Where the records below reach the line containing "native event tap", start transcribing, and end with the line containing "#3438 allow SelenideAppiumCollection", exactly and with nothing else added.
Start of DATASET RECORDS
PR #577, opened 2019-02-08
APPDEV-1255 Fix for buddy timeline crash issue while getting the buddy goals from stored user object.

Sivateja-CMI:
-- Added get user call in timeline to get updated the user with new buddies and their goals.
-- Minor refactoring.


app/src/main/java/nu/yona/app/api/manager/impl/ActivityManagerImpl.java
```diff
@@ -1148,19 +1141,19 @@ public YonaBuddy findYonaBuddy(Href yonaBuddy)
...
 	{
 		User user = getAppUser();
-		if (!isUserWithBuddies(user))
-		{
-			return null;
-		}
 		List<YonaBuddy> yonaBuddies = user.getBuddies();
 		for (YonaBuddy buddy : yonaBuddies)
 		{
 			if (buddy.getYonaGoals() != null)
```
Bert-R: This never returns null, so the condition can be removed.

app/src/main/java/nu/yona/app/api/manager/impl/ActivityManagerImpl.java
```diff
@@ -1148,19 +1141,19 @@ public YonaBuddy findYonaBuddy(Href yonaBuddy)
...
-				return findMatchingGoalFromYonaBuddy(goalHref, buddy);
+				YonaGoal matchingGoal = findMatchingGoalFromYonaBuddy(goalHref, buddy);
+				if (matchingGoal != null)
+				{
+					return matchingGoal;
+				}
 			}
 		}
-		return null; // Dummy return value, to allow use as data load handler
+		return null;
```
Bert-R: This is invalid. If we can't find the goal, something is badly wrong and it needs to be flagged right here. Please throw an exception like this:
```
throw new IllegalStateException("Buddy goal not found: " + goalHref.getHref());
```

app/src/main/java/nu/yona/app/api/manager/impl/ActivityManagerImpl.java
```diff
@@ -1425,7 +1410,7 @@ private void filterAndUpdateWithBuddyData(EmbeddedYonaActivity embeddedYonaActiv
 				listener.onError(new ErrorMessage(mContext.getString(R.string.no_data_found)));
 			}
 		}
-		catch (NullPointerException e)
+		catch (Exception e)
```
Bert-R: As we're not expecting any exception here, don't catch.

app/src/main/java/nu/yona/app/ui/BaseActivity.java
```diff
@@ -34,35 +32,32 @@
...
 
 	/**
 	 * Show loading view.
 	 *
 	 * @param loading the loading
 	 * @param message the message
 	 */
-	public void showLoadingView(boolean loading, String message)
+
+	public void toggleLoadingView(boolean loading, String message)
```
Bert-R: The method name is better, but it's still wrong. Toggle suggests you're hiding if it it's visible and showing it when it's not visible.

Given that you've removed all logic (which was a good action!), just change the callers: make then call ``displayLoadingView`` or ``dismissLoadingView`` depending on their needs.

app/src/main/java/nu/yona/app/ui/LaunchActivity.java
```diff
@@ -131,7 +131,7 @@ private void ensureValidUserEntity()
 			User user = APIManager.getInstance().getAuthenticateManager().getUser();
 			URL environmentURL = new URL(YonaApplication.getEventChangeManager().getDataState().getServerUrl());
 			URL storedUserURL = new URL(user.getLinks().getSelf().getHref());
-			if (environmentURL.getProtocol() != storedUserURL.getProtocol())
+			if (!environmentURL.getProtocol().equals(storedUserURL.getProtocol()))
```
Bert-R: Oops! I didn't see this one. Is it wrong in the ``master`` too?

app/src/main/java/nu/yona/app/ui/BaseActivity.java
```diff
@@ -34,35 +32,32 @@
...
+				displayLoadingView();
 			}
 			else if (progressDialog != null && !loading)
 			{
-				progressDialog.dismiss();
-				progressDialog = null;
+				dismissLoadingView();
 			}
 		}
 		catch (Exception e)
```
Bert-R: As we're not expecting an exception here, we shouldn't be catching it. Higher layers will take care of it.

app/src/main/java/nu/yona/app/ui/BaseActivity.java
Bert-R: The parameter ``message`` isn't used, so remove it.

app/src/main/java/nu/yona/app/ui/LaunchActivity.java
Sivateja-CMI: Yes it is in master too.

Bert-R: In that case, can you make a PR on master for this?

Sivateja-CMI: But I doubt if there will be any harm with it. As both the references will never be equal and app will make an extra getUser call.

Bert-R: But that'll cause extra overhead to everyone. It's better to make that 8-character PR. Pushing that to production is a very small effort.

Sivateja-CMI: ok.

PR #3415, opened 2026-08-18
fix appium long press and double tap (#3413)

### LINKED ISSUE #3413: Appium long press tap should be on the center of the element
Is it developed on purpose? 
Regular tap is on the center of element:
https://github.com/selenide/selenide/blob/757d987dba5a3a6eac65da3b7fb3e0cd0822f17d/modules/appium/src/main/java/com/codeborne/selenide/appium/commands/AppiumClick.java#L92

 and long press is on the corner (location of the element)
https://github.com/selenide/selenide/blob/757d987dba5a3a6eac65da3b7fb3e0cd0822f17d/modules/appium/src/main/java/com/codeborne/selenide/appium/commands/AppiumClick.java#L79

I can fix long press, but decided to ask first. Maybe there is a reason.

qwez:
## Proposed changes

- fix https://github.com/selenide/selenide/issues/3413
- added offset option to long press and double tap

## Checklist
- [x] Tests work `gradlew :modules:appium:android --tests "it.mobile.android.AndroidClickOptionsTest"`

## Summary by CodeRabbit

- **New Features**
  - Added support for offset-based double-tap and long-press gestures.
  - Mobile tap, double-tap, and long-press actions now use the element center as the default location.
  - Double-tap gestures now support custom horizontal and vertical offsets.

- **Bug Fixes**
  - Improved consistency between standard and offset-based tap actions while preserving existing default behavior.

### DIFF
--- a/modules/appium/src/main/java/com/codeborne/selenide/appium/AppiumClickOptions.java
+++ b/modules/appium/src/main/java/com/codeborne/selenide/appium/AppiumClickOptions.java
@@ -32,15 +32,23 @@ public class AppiumClickOptions extends ClickOptions {
   }
 
   public static AppiumClickOptions doubleTap() {
-    return new AppiumClickOptions(AppiumClickMethod.DOUBLE_TAP, 0, 0, ZERO);
+    return doubleTapWithOffset(0, 0);
+  }
+
+  public static AppiumClickOptions doubleTapWithOffset(int xOffset, int yOffset) {
+    return new AppiumClickOptions(AppiumClickMethod.DOUBLE_TAP, xOffset, yOffset, ZERO);
   }
 
   public static AppiumClickOptions longPress() {
-    return new AppiumClickOptions(AppiumClickMethod.LONG_PRESS, 0, 0, DEFAULT_LONG_PRESS_DURATION);
+    return longPressFor(DEFAULT_LONG_PRESS_DURATION);
   }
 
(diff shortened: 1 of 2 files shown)


asolntsev (changes requested):
Thanks for the fix — using `getCenter(webElement)` in `performDoubleTap` and `performLongPress` is the right change and confirms the bug also affected double-tap, not just long-press.

A few things I'd like addressed before merging:

1. **Tests are missing.** The checklist has "I have added tests that prove my fix is effective" unchecked. `AndroidClickOptionsTest` already has `androidLongPress`/`androidDoubleTap`, but nothing covers the new `doubleTapWithOffset` / `longPressWithOffsetFor` methods, and nothing regression-tests the center-vs-corner fix itself (the existing tests likely passed even with the bug, since the tapped elements are probably large enough to tolerate a corner tap). Please add integration tests for the new offset variants, ideally against a small enough element that a corner-tap would visibly miss.
2. **README.md not updated.** `modules/appium/README.md` documents the click options and was updated when `longPressFor` was originally added (see `b3a1a46c`). Please document `doubleTapWithOffset` and `longPressWithOffsetFor` there too.
3. **Minor naming nit:** the local variable is now named `location`, but after the fix it holds the element's *center* point, not its location. `center` would be more accurate — this was actually the same naming confusion (`size` used for a location) that prompted the original bug report, so let's get it right this time.

The core bug fix itself looks correct — just want tests + docs before merging.

PR #3416, opened 2026-08-18
#3413 Add tests and docs for appium tap-offset fix

### LINKED ISSUE #3413: Appium long press tap should be on the center of the element

asolntsev:
## Proposed changes

Follow-up to #3415 (which fixed #3413 by making `performDoubleTap`/`performLongPress` use the element's center instead of its top-left corner). That PR was merged without the checklist items for tests and docs, so this PR fills those in:

- Add `androidDoubleTapWithOffset` / `androidLongPressWithOffset` integration tests. Each computes an offset close to the target element's edge, so the tap only lands on the element if it's based on the element's **center** — with the old corner-based bug, the same offset would miss the element entirely. This is a regression test for the #3413 fix itself, not just the new offset methods.
- Document `doubleTapWithOffset` and `longPressWithOffsetFor` in `modules/appium/README.md`, matching how `tapWithOffset` was already documented.
- Rename the local variable `location` (holding the element's center point since #3415) to `center` in `AppiumClick`, to avoid the same naming confusion that partly motivated the original bug report.

## Checklist
- [x] Checkstyle and compilation pass locally (`./gradlew :modules:appium:checkstyleMain :modules:appium:checkstyleTest :modules:appium:compileTestJava`)
- [ ] New integration tests require a running Android emulator to execute — not run in this environment, please verify with `./gradlew :modules:appium:android --tests "it.mobile.android.AndroidClickOptionsTest"` before merging
- [x] Documentation updated (README)

## Summary by CodeRabbit

* **New Features**
  * Added examples for double-tap and long-press actions with positional offsets in the Appium documentation.
  * Added coverage for offset-based Android interactions, including long-press and double-tap actions.

* **Tests**
  * Verified that offset interactions produce the expected results.

### DIFF
--- a/modules/appium/README.md
+++ b/modules/appium/README.md
@@ -72,9 +72,11 @@ SelenideAppium.openIOSDeepLink("mydemoapprn://product-details/1");
    $(AppiumBy.xpath(".//*[@text='Views']")).tap(); //perform native event tap
    $(AppiumBy.xpath(".//*[@text='Views']")).doubleTap(); //perform native event double tap
    $(AppiumBy.xpath(".//*[@text='Views']")).click(tapWithOffset(100, -60)) //perform tap with offset from center of the element
+   $(AppiumBy.xpath(".//*[@text='Views']")).click(doubleTapWithOffset(100, -60)) //perform double tap with offset from center of the element
    $(AppiumBy.xpath(".//*[@text='People Names']")).click(longPress());
    $(AppiumBy.xpath(".//*[@text='People Names']")).click(longPressFor(ofSeconds(5)));
    $(AppiumBy.xpath(".//*[@text='People Names']")).tap(longPressFor(ofSeconds(4)));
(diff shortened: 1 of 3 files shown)


qwez:
Thank you for finishing this up. I’ll be more mindful of tests and documentation next time.

PR #3439, opened 2026-09-19
#3438 allow SelenideAppiumCollection subclasses to specify their element class

### LINKED ISSUE #3438: Allow subclasses of SelenideAppiumCollection to specify their own element class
End of DATASET RECORDS
## EXERCISE ANSWER
    $(AppiumBy.xpath(".//*[@text='Views']")).tap(); //perform native event tap
    $(AppiumBy.xpath(".//*[@text='Views']")).doubleTap(); //perform native event double tap
    $(AppiumBy.xpath(".//*[@text='Views']")).click(tapWithOffset(100, -60)) //perform tap with offset from center of the element
+   $(AppiumBy.xpath(".//*[@text='Views']")).click(doubleTapWithOffset(100, -60)) //perform double tap with offset from center of the element
    $(AppiumBy.xpath(".//*[@text='People Names']")).click(longPress());
    $(AppiumBy.xpath(".//*[@text='People Names']")).click(longPressFor(ofSeconds(5)));
    $(AppiumBy.xpath(".//*[@text='People Names']")).tap(longPressFor(ofSeconds(4)));
(diff shortened: 1 of 3 files shown)


qwez:
Thank you for finishing this up. I’ll be more mindful of tests and documentation next time.

PR #3439, opened 2026-09-19
#3438 allow SelenideAppiumCollection subclasses to specify their element class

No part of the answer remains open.